# The Crown Jewel of my license plate collection.



## island schwinn (Aug 31, 2018)

I've had several fiber plates from the WW2 era,but this has to be my rarest.kinda giddy to add it to my collection.


----------



## island schwinn (Aug 31, 2018)




----------



## barneyguey (Aug 31, 2018)

island schwinn said:


> View attachment 861760



 Cool! Great display, I love being able to see what I collect. I don't collect them, but if see I'll let you know. Barry


----------



## Frank and Pam Skid Kings (Aug 31, 2018)

Love old bike plates. Very nice collection. Anybody have any old Tacoma Wa. bike plates for sale ?


----------



## island schwinn (Aug 31, 2018)

frankandpam said:


> Love old bike plates. Very nice collection. Anybody have any old Tacoma Wa. bike plates for sale ?



I'm on the hunt for Tacoma plates also.my birth town.I only have 1.


----------



## jacob9795 (Aug 31, 2018)

Does the color of the plate have anything to do with decades or year(s)? I’d like to find a 1930s era plate from Chico, Ca. Anything from Visalia, CA would be nice to have too. Nice collection.
-Jake


----------



## Frank and Pam Skid Kings (Aug 31, 2018)

Unless it's a fiber tag which usually means ww2 issue, the styles and colors are all over the board. Some city's used dated every year and some didn't. Style's changed, more than likely when they went to a new supplier. Colors would change to contrast years but no rhyme or reason to it all.


----------



## island schwinn (Aug 31, 2018)

If you look at the left side of my display, you can see the larger plates.most from the 30's. The majority are the smaller sized plates, and as mentioned,I've never noticed any correlation between years and colors.


----------



## Mike Franco (Aug 31, 2018)

I seen that plated before


----------



## stoney (Aug 31, 2018)

Love the old bike license plates. I always say I am going to collect them but I always sell them when I get them.


----------



## island schwinn (Aug 31, 2018)

This is my 3rd round. Gets better each round.I used to buy every one I saw.


----------



## jacob9795 (Sep 1, 2018)

I’d like to find one of these too


----------



## island schwinn (Nov 12, 2018)

Call me crazy,but I've been thinking of selling them and starting over again.I know it would be expensive due to the new popularity of bike plates lately.


----------



## A.S.BOLTNUT (Nov 13, 2018)

island schwinn said:


> Call me crazy,but I've been thinking of selling them and starting over again.I know it would be expensive due to the new popularity of bike plates lately.

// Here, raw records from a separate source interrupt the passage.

PR #2492, opened 2026-04-02
Reduce memory usage during collection deletion

Funi1234:
### Problem
Deleting collections with many versions causes worker processes to consume excessive memory and get killed with SIGKILL. This occurs because Django loads all fields (including large JSON fields) for each CollectionVersion into memory. When multiplied across many versions, this causes the worker process to be terminated.

### Solution
This PR applies targeted QuerySet field selection using `.only()` to load only the fields needed for deletion operations, avoiding the large JSON fields that aren't required.

**Changes:**
- `pulp_ansible/app/galaxy/v3/views.py`: 
  - Use `.only("pk")` when iterating collection versions and their repositories in `CollectionViewSet.destroy()`
  - Batch `AnsibleRepository` lookup with `filter(pk__in=...)` to prevent N+1 queries
  - Use `.only("namespace", "name", "version")` when loading collection dependents
- `pulp_ansible/app/tasks/deletion.py`: 
  - Use `.only("pk")` when loading collection versions and iterating their repositories in `delete_collection()` task

By loading only the required fields, we avoid pulling large JSON blobs (`docs_blob`, `metadata`, `dependencies`, etc.) into memory when they're not needed for the deletion operation.

### Related Work
- #2454 - Applied similar memory optimizations to collection sync operations

### DIFF
--- a/pulp_ansible/app/galaxy/v3/views.py
+++ b/pulp_ansible/app/galaxy/v3/views.py
@@ -80,7 +80,7 @@ from pulp_ansible.app.viewsets import (
 
 from pulp_ansible.app.tasks.deletion import delete_collection_version, delete_collection
 
-from pulp_ansible.app.utils import filter_content_for_repo_version, set_collection_deferred_fields
+from pulp_ansible.app.utils import filter_content_for_repo_version
 
 DOMAIN_ENABLED = settings.DOMAIN_ENABLED
 
@@ -446,15 +446,9 @@ class CollectionViewSet(
                 status=status.HTTP_400_BAD_REQUEST,
             )
 
-        # Defer loading large JSON fields to prevent memory exhaustion
-        set_collection_deferred_fields(
-            ["contents", "docs_blob", "manifest", "files", "dependencies"]
-        )
-
         repositories = set()
-        for version in collection.versions.all():
-            for repo in version.repositories.all():
-                repositories.add(repo)
+        for version in collection.versions.only("pk"):
+            repositories.update(version.repositories.only("pk"))
 
         async_result = dispatch(
             delete_collection,
@@ -469,9 +463,9 @@ def get_collection_dependents(parent):
     """Given a parent collection, return a list of collection versions that depend on it."""
     key = f"{parent.namespace}.{parent.name}"
     return list(
-        CollectionVersion.objects.exclude(collection=parent).filter(
-            dependencies__has_key=key, pulp_domain=get_domain()
-        )
+        CollectionVersion.objects.exclude(collection=parent)
+        .filter(dependencies__has_key=key, pulp_domain=get_domain())
+        .only("namespace", "name", "version")
     )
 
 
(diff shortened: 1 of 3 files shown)


Funi1234:
This will need to be backported for 0.25 (AAP 2.4/2.5/2.6) and 0.28 (AAP upstream/2.7) please.

pulp_ansible/app/galaxy/v3/views.py
```diff
@@ -446,6 +446,11 @@ def destroy(self, request: Request, *args, **kwargs) -> Response:
                 status=status.HTTP_400_BAD_REQUEST,
             )
 
+        # Defer loading large JSON fields to prevent memory exhaustion
+        set_collection_deferred_fields(
+            ["contents", "docs_blob", "manifest", "files", "dependencies"]
+        )
+
```
gerrod3: Looking at the code for this call we don't need to use this utility method since the only fields we need are the `pk`. How about this instead:

```python
repositories = set()
for version in collection.versions.only("pk"):
    repositories.update(version.repositories.values_list("pk", flat=True))
```
And then change `get_collection_dependents` to also only retrieve the needed fields:
```python
key = f"{parent.namespace}.{parent.name}"
return list(
    CollectionVersion.objects.exclude(collection=parent).filter(
        dependencies__has_key=key, pulp_domain=get_domain()
    ).only("namespace", "name", "version")
)
```

pulp_ansible/app/tasks/deletion.py
```diff
@@ -71,6 +72,9 @@ def delete_collection(collection_pk):
     2. Run orphan_cleanup to delete the CollectionVersions
     3. Delete Collection
     """
+    # Defer loading large JSON fields to prevent memory exhaustion
+    set_collection_deferred_fields(["contents", "docs_blob", "manifest", "files", "dependencies"])
+
```
gerrod3: Let's do the same here as well, use `only("pk")` on the `collection.versions.all()` query to only retrieve the needed pk.

gerrod3 (changes requested):
`set_collection_deferred_fields` is a blunt instrument used to work around having to change multiple spots in our collection sync code (some of them being in pulpcore!) and as such we shouldn't overuse when trying to optimize pulp-ansible. For this case we can easily fix the issues by being smarter with the querysets we write.

pulp_ansible/app/galaxy/v3/views.py
```diff
@@ -447,9 +447,8 @@ def destroy(self, request: Request, *args, **kwargs) -> Response:
             )
 
         repositories = set()
-        for version in collection.versions.all():
-            for repo in version.repositories.all():
-                repositories.add(repo)
+        for version in collection.versions.only("pk"):
+            repositories.update(version.repositories.only("pk"))
```
gerrod3, line 452: One final change for maximum performance: 
```suggestion
        for version in collection.versions.only("pk"):
            repositories.update(version.repositories.only("pk"))
        repositories = AnsibleRepository.objects.filter(pk__in=repositories)
```
I took another look at our pulpcore code and basically when you pass a list of exclusive/shared resources to `dispatch` it is going to perform a query on each resource if they are not the detail/child model. `version.repositories` returns `core.Repository` objects (the parent model), but we want `AnsibleRepository` objects (the child model), so doing 1 extra query here will save us N queries down the road.

gerrod3 (changes requested):

gerrod3 (approved):
Thanks for the fixes!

That's funny, I've done that with various collections of different types. 
I've had a few different bicycle tags and sold them.


----------



## 2jakes (Nov 13, 2018)

WW2 era Swiss Army....nice!


----------



## 100bikes (Nov 13, 2018)

Do not think this one was ever mounted.


----------



## cyclingday (Nov 13, 2018)

Even though I do have a decent loose plate collection, the ones I like most, are the ones that match up with the character of a certain bike.


This 38/39 Dayton plate, pretty much says it all, mounted to the rack of the 1938 Huffman built, La France Super Streamline.


----------



## Tim the Skid (Nov 13, 2018)

frankandpam said:


> Love old bike plates. Very nice collection. Anybody have any old Tacoma Wa. bike plates for sale ?




you're late to the party, get in line newbie!


----------



## saladshooter (Nov 13, 2018)

The Tacoma prewar star plate is probably the coolest out there!


----------



## Tim the Skid (Nov 13, 2018)




----------



## Tim the Skid (Nov 13, 2018)

The paddle style Tacoma plate might be a one year only.


----------



## Tim the Skid (Nov 13, 2018)




----------



## Frank and Pam Skid Kings (Nov 13, 2018)

Tim the Skid said:


> you're late to the party, get in line newbie!



...


----------



## island schwinn (Nov 15, 2018)

I'm thinking if someone threw 2500 at me, i would probably let mine go.and I still have a few nice ones coming.


----------



## kunzog (Nov 15, 2018)

my collection


----------



## island schwinn (Sep 10, 2019)

I think I like this one more than the LA fiber plate.


----------



## GiovanniLiCalsi (Sep 10, 2019)

Love the TOC license tags....


----------



## Krakatoa (Sep 10, 2019)

Great thread!!

How bout one from Iran? This bike's been everywhere!


----------



## GTs58 (Sep 10, 2019)

Krakatoa said:


> Great thread!!
> 
> How bout one from Iran? This bike's been everywhere!
> 
> View attachment 1061471




What does the diamond, upside down heart and banana mean? I assume those other markings are eating utensils.


----------



## Jeff54 (Sep 11, 2019)

GTs58 said:


> What does the diamond, upside down heart and banana mean? I assume those other markings are eating utensils.



Pretty obvious. the rider or owner has 5 ancient forks is licensed or permitted to use em to eat 9 diamond hearts and 1 banana; duh.


----------



## cyclingday (Sep 11, 2019)

I’m not sure, if this one qualifies as a crown jewel, but here’s one that I picked up recently, that I thought was pretty cool.


1954 City & County of Honolulu.


----------



## OC_Rolling_Art (Sep 11, 2019)

island schwinn said:


> I've had several fiber plates from the WW2 era,but this has to be my rarest.kinda giddy to add it to my collection.View attachment 861754



Very cool! I had an LABL from 1943 as well, but it was slightly warped and had some loss to a corner so I sold it on eBay years ago. It looks like it is made from Masonite...


----------



## cyclingday (Sep 11, 2019)

I’ve heard, that they were made out of Linoleum.


----------



## OC_Rolling_Art (Sep 11, 2019)

Here is one I have going on a ‘33 B10E, Thinking of colors to paint it... black with cream letters maybe. Any thoughts?





Sent from my iPhone using Tapatalk


----------



## srfndoc (Oct 31, 2020)

Sweet... LABL plates always rock.


----------



## BFGforme (Oct 31, 2020)

jacob9795 said:


> I’d like to find one of these too
> 
> View attachment 862275



Lot's on eBay


----------



## Tim the Skid (Oct 31, 2020)

It's not my crown jewel, or my favorite. But it's the oldest one I have. Multnomah County, Oregon 1899.


----------